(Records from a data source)
■ ■ ■ ■ ■ ■ ■

PR #3369, opened 2020-02-25
when dragging item with custom mimetype use that

petrjasek:
but only for `application/*` mimetypes, not `image/jpeg` etc.
also resize the image thumbnail when dragging

SDBELGA-325

### DIFF
--- a/scripts/apps/archive/services/DragItemService.ts
+++ b/scripts/apps/archive/services/DragItemService.ts
@@ -6,6 +6,11 @@
 
 const DRAG_IMAGE_HOLDER = 'drag-image-holder';
 
+/**
+ * Using div with max width/height to resize thumbnail image.
+ *
+ * link: https://stackoverflow.com/a/26347784
+ */
 const getThumbnailPlaceholder = () => {
     let div = document.getElementById(DRAG_IMAGE_HOLDER);
 
--- a/scripts/apps/archive/services/DragItemService.ts
+++ b/scripts/apps/archive/services/DragItemService.ts
@@ -1,4 +1,26 @@
 /**
+ * NOTICE:
+ * if you want to test drag image in chrome, make sure to close dev tools first,
+ * otherwise this thumbnail image might not be displayed, depends on some performance settings there.
+ */
+
+const DRAG_IMAGE_HOLDER = 'drag-image-holder';
+
+const getThumbnailPlaceholder = () => {
+    let div = document.getElementById(DRAG_IMAGE_HOLDER);
+
+    if (div == null) {
+        div = document.createElement('div');
+        div.id = DRAG_IMAGE_HOLDER;
+        document.body.appendChild(div);
+    } else {
+        div.innerHTML = ''; // removes all children
+    }
+
+    return div;
+};
+
+/**
  * Service to handle item dragging
  */
 export function DragItemService() {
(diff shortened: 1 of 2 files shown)


scripts/apps/archive/services/DragItemService.ts
```diff
@@ -9,18 +31,24 @@ export function DragItemService() {
      * @param {Object} item
      */
     this.start = function(event, item) {
-        var dt = event.dataTransfer || event.originalEvent.dataTransfer;
+        const dt = event.dataTransfer || event.originalEvent.dataTransfer;
+
+        // search providers could specify custom mimetype
```
tomaskikutis: > // search providers ~could~ **can** specify custom mimetype

Or can't they do it anymore?

scripts/apps/search/styles/search.scss
```diff
@@ -541,4 +541,17 @@
...
+
+
+// used to resize thumbnail of item while dragging it
+#drag-image-holder {
+    position: absolute;
+    left: -2000px;
+    float: left;
+    max-width: 200px;
+
+    img {
```
tomaskikutis: Can you post a gif to illustrate what's the problem with dragging? It'd be nice not to rely upon certain elements being inside. Can't a clone of the element be displayed while dragging or doesn't it work for us for some reason?

petrjasek: seems like I can't do it, that dragged image is not visible while doing screen grabbing or screen shot. but you can see the big pictures [here](https://bel-master.test.superdesk.org/#/search?repo=5cac5110405ecc00e4403708). clone doesn't work, it would always use the full size of image, that's why container is needed

scripts/apps/archive/services/DragItemService.ts
petrjasek: they can, my bad

scripts/apps/search/styles/search.scss
petrjasek: @tomaskikutis so did a screenshot with phone..
before:
DSC_0049
after:
DSC_0050

scripts/apps/search/styles/search.scss
```diff
@@ -541,4 +541,17 @@
...
         }
     }
+}
+
+
+// used to resize thumbnail of item while dragging it
+#drag-image-holder {
+    position: absolute;
+    left: -2000px;
+    float: left;
```
tomaskikutis: Do you need a float for some reason? It works fine for me without it, at least in chromium.

You should probably limit `max-height` too since if you have a `200 x 800` image it won't look good either.

scripts/apps/archive/services/DragItemService.ts
```diff
@@ -1,3 +1,25 @@
+/**
+ * NOTICE:
+ * if you want to test drag image in chrome, make sure to close dev tools first,
+ * otherwise this thumbnail image might not be displayed, depends on some performance settings there.
+ */
+
+const DRAG_IMAGE_HOLDER = 'drag-image-holder';
+
+const getThumbnailPlaceholder = () => {
```
tomaskikutis: Can you describe or add a link to this "resizing" hack?

scripts/apps/search/styles/search.scss
tomaskikutis: That's weird. I've tried recording it with the simple screen recorder and it did appear in the video for me.

petrjasek: I guess it wasn't on debian..

petrjasek: and it works on ubuntu I have on other PC actually, probably gnome/wayland version problem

■ ■ ■ ■ ■ ■ ■

WHAT IS BEING ASKED
All of the data, from the first line to the last, should be written out exactly.

RESPONSE
PR #3369, opened 2020-02-25
when dragging item with custom mimetype use that

petrjasek:
but only for `application/*` mimetypes, not `image/jpeg` etc.
also resize the image thumbnail when dragging

SDBELGA-325

### DIFF
--- a/scripts/apps/archive/services/DragItemService.ts
+++ b/scripts/apps/archive/services/DragItemService.ts
@@ -6,6 +6,11 @@
 
 const DRAG_IMAGE_HOLDER = 'drag-image-holder';
 
+/**
+ * Using div with max width/height to resize thumbnail image.
+ *
+ * link: https://stackoverflow.com/a/26347784
+ */
 const getThumbnailPlaceholder = () => {
     let div = document.getElementById(DRAG_IMAGE_HOLDER);
 
--- a/scripts/apps/archive/services/DragItemService.ts
+++ b/scripts/apps/archive/services/DragItemService.ts
@@ -1,4 +1,26 @@
 /**
+ * NOTICE:
+ * if you want to test drag image in chrome, make sure to close dev tools first,
+ * otherwise this thumbnail image might not be displayed, depends on some performance settings there.
+ */
+
+const DRAG_IMAGE_HOLDER = 'drag-image-holder';
+
+const getThumbnailPlaceholder = () => {
+    let div = document.getElementById(DRAG_IMAGE_HOLDER);
+
+    if (div == null) {
+        div = document.createElement('div');
+        div.id = DRAG_IMAGE_HOLDER;
+        document.body.appendChild(div);
+    } else {
+        div.innerHTML = ''; // removes all children
+    }
+
+    return div;
+};
+
+/**
  * Service to handle item dragging
  */
 export function DragItemService() {
(diff shortened: 1 of 2 files shown)


scripts/apps/archive/services/DragItemService.ts
```diff
@@ -9,18 +31,24 @@ export function DragItemService() {
      * @param {Object} item
      */
     this.start = function(event, item) {
-        var dt = event.dataTransfer || event.originalEvent.dataTransfer;
+        const dt = event.dataTransfer || event.originalEvent.dataTransfer;
+
+        // search providers could specify custom mimetype
```
tomaskikutis: > // search providers ~could~ **can** specify custom mimetype

Or can't they do it anymore?

scripts/apps/search/styles/search.scss
```diff
@@ -541,4 +541,17 @@
...
+
+
+// used to resize thumbnail of item while dragging it
+#drag-image-holder {
+    position: absolute;
+    left: -2000px;
+    float: left;
+    max-width: 200px;
+
+    img {
```
tomaskikutis: Can you post a gif to illustrate what's the problem with dragging? It'd be nice not to rely upon certain elements being inside. Can't a clone of the element be displayed while dragging or doesn't it work for us for some reason?

petrjasek: seems like I can't do it, that dragged image is not visible while doing screen grabbing or screen shot. but you can see the big pictures [here](https://bel-master.test.superdesk.org/#/search?repo=5cac5110405ecc00e4403708). clone doesn't work, it would always use the full size of image, that's why container is needed

scripts/apps/archive/services/DragItemService.ts
petrjasek: they can, my bad

scripts/apps/search/styles/search.scss
petrjasek: @tomaskikutis so did a screenshot with phone..
before:
DSC_0049
after:
DSC_0050

scripts/apps/search/styles/search.scss
```diff
@@ -541,4 +541,17 @@
...
         }
     }
+}
+
+
+// used to resize thumbnail of item while dragging it
+#drag-image-holder {
+    position: absolute;
+    left: -2000px;
+    float: left;
```
tomaskikutis: Do you need a float for some reason? It works fine for me without it, at least in chromium.

You should probably limit `max-height` too since if you have a `200 x 800` image it won't look good either.

scripts/apps/archive/services/DragItemService.ts
```diff
@@ -1,3 +1,25 @@
+/**
+ * NOTICE:
+ * if you want to test drag image in chrome, make sure to close dev tools first,
+ * otherwise this thumbnail image might not be displayed, depends on some performance settings there.
+ */
+
+const DRAG_IMAGE_HOLDER = 'drag-image-holder';
+
+const getThumbnailPlaceholder = () => {
```
tomaskikutis: Can you describe or add a link to this "resizing" hack?

scripts/apps/search/styles/search.scss
tomaskikutis: That's weird. I've tried recording it with the simple screen recorder and it did appear in the video for me.

petrjasek: I guess it wasn't on debian..

petrjasek: and it works on ubuntu I have on other PC actually, probably gnome/wayland version problem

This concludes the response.